When the dough cycle completes (bread dough will rise and double in size inside your machine during this cycle), remove the dough from your bread machine pan to a floured surface. (I like to use a silicone mat. Throw it in the dishwasher when you're finished with the floury mess.)
SHAPING THE DOUGH:
Preheat your conventional oven to 400˚F (200˚C).
Divide dough into 8 portions and make each portion into balls. (see video) Allow them to rest for 15 minutes while you prepare and heat the water bath.
Meanwhile, prepare a water bath in a large pot. Add ¼ C soda and 1 T salt to the water and bring to a boil.
Gently smash each ball into a flat bun-like shape.
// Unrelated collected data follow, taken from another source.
PR #882, opened 2018-08-31
Calculate liquidlevel during physical simulation

haydnKing:
This fixes part (1) of ANTHA-2010, which is caused by physical simulation not taking liquid level into account during moves.

It's pretty small, but there's some awkwardness around use of wunit.Volume (see antha/anthalib/wtype/plate.go +1182) that I'm not too happy with, but don't see a better way of doing it without reopening the wunit can of worms


antha/anthalib/wtype/plate.go
```diff
@@ -1171,10 +1171,16 @@ func (self *Plate) WellCoordsToCoords(wc WellCoords, r WellReference) (Coordinat
 
 	var z float64
 	//return the bottom as a lower bound for liquid reference
-	if r == BottomReference || r == LiquidReference {
+	if r == BottomReference {
 		z = child.GetPosition().Z + child.Bottomh
 	} else if r == TopReference {
 		z = child.GetPosition().Z + child.GetSize().Z
+	} else if r == LiquidReference {
+		if volInUl, err := child.CurrentVolume().InStringUnit("ul"); err != nil {
```
msackman-synthace: It's fairly idiomatic in Go to have "Must" variants of methods (the regexp package does this for example). In those variants, they don't return an error and panic if the internal error is non nil. I wonder if it's worth adding those if this is going to be a common pattern for volume/ul combinations?

antha/anthalib/wtype/lhwell.go
```diff
@@ -603,6 +604,26 @@ func (lhw *LHWell) GetLiquidLevelModel() wutil.Func1Prm {
...
+	if f := lhw.GetLiquidLevelModel(); f == nil {
+		return 0.0
+	} else if quad, ok := f.(*wutil.Quadratic); !ok {
+		return 0.0
+	} else if quad.C > vol { //no negative or imaginary heights
+		return 0.0
+	} else if quad.A == 0 { //linear model
+		return (vol - quad.C) / quad.B
+	} else {
+		return (-quad.B + math.Sqrt(quad.B*quad.B-4.0*quad.A*(quad.C-vol))) / (2.0 * quad.A)
```
msackman-synthace: I think I'm going to need walking through the maths on this as I don't understand how this relates to the stuff in the comment...

haydnKing: should be the result of
`v = Ah^2 + Bh + C` solve for `h`
but actually could be simpler as for the models gilson support `C=0`

antha/anthalib/wtype/plate.go
haydnKing: Yes, I think that's a good idea

haydnKing: Have added [ANTHA-2057](https://synthace.atlassian.net/browse/ANTHA-2057) to cover this

antha/anthalib/wtype/lhwell.go
msackman-synthace: Gotcha, and lgtm.

msackman-synthace:
All looks good to me... but we have zero test coverage of these changes. :(

haydnKing:
ah good point, it shouldn't be hard to add one in

microArch/simulator/liquidhandling/simulator_testcode_test.go
```diff
@@ -1338,16 +1347,20 @@ func (self *SimulatorTest) run(t *testing.T) {
...
 	//check assertions
 	if self.Assertions != nil {
 		for _, a := range self.Assertions {
-			(*a)(self.Name, t, vlh)
+			(*a)(t, vlh)
 		}
 	}
 }
+
+type SimulatorTests []SimulatorTest
```
msackman-synthace: When you start doing these yourself, my work is done :1st_place_medal:

microArch/simulator/liquidhandling/simulator_testcode_test.go
```diff
@@ -201,6 +202,9 @@ func makeLHWell(p *LHWellParams) *wtype.LHWell {
 		p.bottomh,
 		p.dunit)
 	w.Crds = p.crds
+	if p.liquidLevelModel != nil {
+		w.SetLiquidLevelModel(*p.liquidLevelModel)
```
msackman-synthace: Dislike. I would make SetLLModel(nil) into a noop.

haydnKing: Hmm, ideally this would involve changing wutil.Quadratic to have pointer receivers, which would likely involve changes to the drivers :-/ could make SetLiquidLevelModel accept *wutil.Quadratic rather that wutil.Func1Param?

msackman-synthace: woah, how did I miss that?! In which case we're already dealing with a pointer. So then you just need to drop the * and the nil-test in _test, and in lhwell.go you need to cope with m being nil. Or have I managed to miss something again?

haydnKing: ah fine - somehow forgot that the fact that Quadratic has non-pointer methods isn't a problem

PR #883, opened 2018-09-04
Add copy constructors for concrete measurement types in wunit

haydnKing:
Copy constructors are required until each type embeds ConcreteUnit by value rather than pointer, but they weren't implemented for each type.

These are implemented on the package to match with `AddVolumes` etc and existing functions.

Tests have also been updated to call copy constructors during TestNew<X>

### DIFF
--- a/antha/anthalib/wunit/wdimension.go
+++ b/antha/anthalib/wunit/wdimension.go
@@ -58,6 +58,14 @@ func NewLength(v float64, unit string) Length {
 	return Length{NewTypedMeasurement("Length", v, unit)}
 }
 
+// CopyLength duplicate the Length
+func CopyLength(v Length) Length {
+	if isNil(v.ConcreteMeasurement) {
+		return Length{}
+	}
+	return NewLength(v.RawValue(), v.Unit().PrefixedSymbol())
+}
+
 // area
 type Area struct {
 	*ConcreteMeasurement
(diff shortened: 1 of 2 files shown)


haydnKing:
(secondary goal is to discover the minimal PR for which @msackman-synthace can request changes)

msackman-synthace:
This is so painful. For values you really should be able to write:

```
a := b
```

and then a should be a copy of b. Adding 200 loc to get around the fact that we have a mistake of a pointer inside a value is not something that excites me. Can you give some estimate of how painful/disruptive it's going to be to fix the underlying problem? -  i.e. we should be using (I think) ConcreteMeasurement and not *ConcreteMeasurement for embedding.

haydnKing:
Somewhat hard to predict I think - shouldn't be too hard to make the change, but it's possible we have code which relies on the strange behaviour. I have a ticket for making that change anyway, I'll spend a bit of time on it and see whether it starts to snowball

msackman-synthace:
For code to rely on it would require stuff like:

```
a := b
a.Incr(100)
```

and then use b assuming it has been incremented. Given how non-obvious that behaviour is (because neither a or b have a pointer type), if we can find and remove that code, that would be a win.

But I totally agree to see how much it starts to snowball...

haydnKing:
closing since we can live without this until the time of the glorious refactor(tm)

PR #884, opened 2018-09-04
Mars data/support truncated data files

chr1sgrant:


antha/AnthaStandardLibrary/Packages/platereader/dataset/parse/mars.go
```diff
@@ -167,16 +164,25 @@ func parseWellData(xlsxBinary []byte, sheet int, headerrows int) (welldatamap ma
...
-
-		if cellstr == "A" {
-			wellrowstart = i
-			break
+		cellstr := firstCellOfRow.String()
+		// at most double letter rows will be supported as first row
+		if _, err := secondCellOfRow.Int(); len(cellstr) < 3 && err == nil {
+			var invalid bool
+			for _, char := range cellstr {
+				if !unicode.IsLetter(char) {
```
msackman-synthace: This is confusing to me - I had made assumptions that the cellstr probably starts at "0" or "1" and may eventually work its way through letters... I'm making those assumptions because there are no comments to guide me. This line invalidates my assumptions as it says you're looking for only letters. Could you write a longer section of prose at the top of this method that explains how the file is laid out and thus what we're looking for - what the expected invariants are for the first cell of row etc?

antha/AnthaStandardLibrary/Packages/spreadsheet/spreadsheet.go
```diff
@@ -117,24 +117,24 @@ func SheetToCSV(sheet *xlsx.Sheet) (records [][]string) {
 // An error is returned if the column aor row number specified is beyond the range available in the sheet.
```
msackman-synthace: typo - `aor`

antha/AnthaStandardLibrary/Packages/spreadsheet/spreadsheet.go
```diff
@@ -117,24 +117,24 @@ func SheetToCSV(sheet *xlsx.Sheet) (records [][]string) {
...
 // Counting starts from zero. i.e. the cell at the first row  and first column would be called by
 // cell, err := GetDataFromRowCol(sheet, 0,0)
-func GetDataFromRowCol(sheet *xlsx.Sheet, col int, row int) (cell *xlsx.Cell, err error) {
-	if col >= len(sheet.Rows) || col < 0 {
-		var cols []int
+func GetDataFromRowCol(sheet *xlsx.Sheet, rowInSheet int, columnInSheet int) (cell *xlsx.Cell, err error) {
```
msackman-synthace: I would be tempted to change the type to uint64 for rowInSheet and columnInSheet - it is (I assume) nonsensical to use negative numbers.

antha/AnthaStandardLibrary/Packages/spreadsheet/spreadsheet.go
```diff
@@ -117,24 +117,24 @@ func SheetToCSV(sheet *xlsx.Sheet) (records [][]string) {
...
+	if rowInSheet >= len(sheet.Rows) || rowInSheet < 0 {
+		var rowIndices []int
 		for key := range sheet.Rows {
```
msackman-synthace: This is quite a lot of work to go to for an error message. Meaningful error messages are great, but I wonder if just a simple "available rows from 0 to %d", len(sheet.Rows) would be just as useful?

antha/AnthaStandardLibrary/Packages/spreadsheet/spreadsheet.go
```diff
@@ -117,24 +117,24 @@ func SheetToCSV(sheet *xlsx.Sheet) (records [][]string) {
...
+			rowIndices = append(rowIndices, key)
 		}
-		return nil, fmt.Errorf("column %d not found in xlsx sheet. Found these: %v", col, cols)
+		return nil, fmt.Errorf("row %d not found in xlsx sheet. Found these: %v", rowInSheet, rowIndices)
 	}
 
-	column := sheet.Rows[col]
-	if row >= len(column.Cells) || row < 0 {
-		var rows []int
+	column := sheet.Rows[rowInSheet]
```
msackman-synthace: Surely, if you have a slice of rows, and you index it by a row index, what you get back is a row - i.e. a slice of columns. Definitely not a `column`. It really reads to me like this should be named `row`...

antha/AnthaStandardLibrary/Packages/spreadsheet/spreadsheet.go
```diff
@@ -117,24 +117,24 @@ func SheetToCSV(sheet *xlsx.Sheet) (records [][]string) {
...
+	if columnInSheet >= len(column.Cells) || columnInSheet < 0 {
+		var columnIndices []int
 		for key := range column.Cells {
-			rows = append(rows, key)
+			columnIndices = append(columnIndices, key)
```
msackman-synthace: same comment as above applies - I suspect just knowing the length may be just as useful.

PR #885, opened 2018-09-06
[ANTHA-2073] Simplify QPCR support.

msackman-synthace:
I'm going to need some help figuring out how to test this best - there is 0% code coverage from both local tests and antha-tester tests. Seems like some integration tests in the latter would be useful. Any ideas?

### DIFF
--- a/target/qpcrdevice/qpcrdevice.go
+++ b/target/qpcrdevice/qpcrdevice.go
@@ -21,9 +21,8 @@ type QPCRDevice struct {
 var _ target.Device = (*QPCRDevice)(nil)
 
 // NewQPCRDevice returns a new QPCR Machine
-func NewQPCRDevice() *QPCRDevice {
-	ret := &QPCRDevice{}
-	return ret
+func New() *QPCRDevice {
+	return &QPCRDevice{}
 }
 
 // CanCompile implements a Device
--- a/target/qpcrdevice/qpcrdevice.go
+++ b/target/qpcrdevice/qpcrdevice.go
@@ -28,8 +28,9 @@ func NewQPCRDevice() *QPCRDevice {
 
 // CanCompile implements a Device
 func (a *QPCRDevice) CanCompile(req ast.Request) bool {
-	can := ast.Request{}
-	can.Selector = append(can.Selector, target.DriverSelectorV1QPCRDevice)
+	can := ast.Request{
+		Selector: []ast.NameValue{target.DriverSelectorV1QPCRDevice},
+	}
 	return can.Contains(req)
 }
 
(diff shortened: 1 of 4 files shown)


ddn0:
Thoughts:
- highest level: create a package that has a bunch of integration tests that call `execute.Run()` with constructed device targets and dummy elements that have been registered
- next highest level (probably better): above but at the level of `codegen.Compile()`

target/qpcrdevice/qpcrdevice.go
```diff
@@ -38,8 +39,11 @@ func (a *QPCRDevice) MoveCost(from target.Device) int64 {
 	return 0
 }
 
-// singleCallForInstruction generates a device call, based on a single qPCR insruction.
-func singleCallForInstruction(inst *ast.QPCRInstruction) (driver.Call, error) {
+func (dev *QPCRDevice) callForInstruction(inst *ast.QPCRInstruction) (target.Inst, error) {
```
haydnKing: somewhat strange function name since it now returns an `Inst`, no?

msackman-synthace: Indeeed. I'll rename it to `instForInstruction`... ;)

msackman-synthace:
Ok, here's what I've discovered. The bundle elements-westeros/DemoWorkflows/qPCR/qPCR_test_workflow_large_sampleSet.bundle.json does contain a qPCR_run component. This does generate the right ast instruction. However, antha-tester appears to run only with the human enabled, so the qPCR compiler never gets hit. So we get out:

```
== Round  5:
    * [QPCR] QPCR request, definition 2017-11-28 DoE3_1 48hr run.edt, barcode abcd
```

If in `auto.go` I hack in the qpcrdevice, then this does get called and appears to work:

```
== Round  5:
    * [prm] Ensure that the experiment file 2017-11-28 DoE3_1 48hr run.edt is configured, then put the plate (abcd) into qPCR device. Check that the driver software is running. Once ready, accept to start the qPCR analysis.
== Round  6:
    * [run] Perform qPCR Analysis
```

So I am happy enough the code can be made to get hit.

However, I'm concerned that antha-tester is apparently working with only the human device enabled - surely this would prevent vast amounts of code from being hit? I don't understand really how any of the robot instructions for the LH stuff is being hit - surely we should be defaulting back to having a human pipette everything in this case?

haydnKing:
hmm, I think antha-tester manually creates a PM driver when it runs the bundle, see: https://github.com/Synthace/antha-runner/blob/master/cmd/antha-tester/main.go#L72
Perhaps the qPCR device could also be added?

msackman-synthace:
Yeah, so I've made that change in the linked PR in -runner: https://github.com/Synthace/antha-runner/pull/340/files#diff-d694522c2f9df13d3cc1fd5249167281R104

Just rerunning the whole -tester suite to see what's getting hit. I wonder if we're accidentally selecting the human in preference to the qpcrdevice in some cases?

ddn0:
Could just force no human for antha-tester

msackman-synthace:
Ok, so because I don't want this PR to grow beyond its scope, I'm going to merge this and address the other issues around testing in a separate PR. The fact is we do have a suitable test bundle and it does hit this code ... if a bunch of other issues are fixed.

PR #886, opened 2018-09-06
[Antha-1978] Add structs to allow reporting of head movement behaviour

haydnKing:
We need to allow instruction generators (e.g. PipetMaxDriver) to better report the movement behaviour of head assemblies within liquidhandlers, specifically so that:
1. we know the range of allowable velocities that can be requested (this will allow us to catch more issues at simulation time)
2. we can accurately calculate how long movement actions will take in order to improve our timing estimates

This change achieves these with MovementBehaviour, which defines the movement in each of the X, Y, and Z directions, as well as the allowable parameter ranges. It also defines the order in which movements are carried out - e.g. for gilson X and Y are moved together, the Z is moved separately - and also some actions which can occur before or after the movement, such as moving to the safety height.

Currently we only support linear acceleration and deceleration as a movement profile -- I have no evidence that this is actually the case for gilson though it seems like a likely first order estimate -- but it should be easy to add new movement profiles along with associated serialisation and deserialisation.

This change introduces just under 450 non test loc, though will hopefully lead to simplifying some tests in `microArch/simulator/liquidhandling` and the complete removal of `microArch/scheduler/liquidhandling/simulator`

### DIFF
--- a/antha/anthalib/wtype/movementprofile.go
+++ b/antha/anthalib/wtype/movementprofile.go
@@ -1,18 +1,61 @@
 package wtype
 
 import (
+	"fmt"
 	"github.com/pkg/errors"
 	"math"
+	"strings"
 
 	"github.com/antha-lang/antha/antha/anthalib/wunit"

Drop each bun into your boiling water bath. Cook 30 seconds, then flip and cook another 30 seconds. They will be wrinkly as a raisin.
Remove each bun to a well-greased cookie sheet or a tray covered with a silicone mat. These buns are prone to major "stickage."
Use a sharp serrated knife, a new single-edge razor blade, or a lame to slice an X into each bun about 1/2 inch deep. Sprinkle with coarse salt.
Bake 20-24 minutes or until the interior temperature reaches 195-200˚F (88-90˚C) on a quick-read thermometer.
Remove buns ASAP to a cooling rack. Eat immediately or allow the rolls to cool. Slice horizontally to make buns.
Best eaten the day you make them. (See post for details on making the day before.)
Notes
Alternate Mixing Instructions:
Directions for making bread with a stand mixer or by hand:
To make this recipe in a heavy-duty stand mixer, add ingredients to the bowl in the same order. Turn on low to mix until all ingredients are moistened. Using a dough hook, turn up the speed to 2 or 3 and continue beating/kneading until the dough becomes smooth and elastic (about 5-10 minutes). Cover and allow to rise in a warm place. Deflate dough gently and shape as indicated in the recipe.
If making by hand, combine all ingredients into a shaggy ball in a large bowl. Turn dough out onto a floured surface and knead with your hands until dough becomes smooth and elastic, a process that will likely take 10-20 minutes depending on your experience. Place the dough ball into a greased bowl. Cover and allow to rise until double. Deflate dough gently and shape as indicated in the recipe.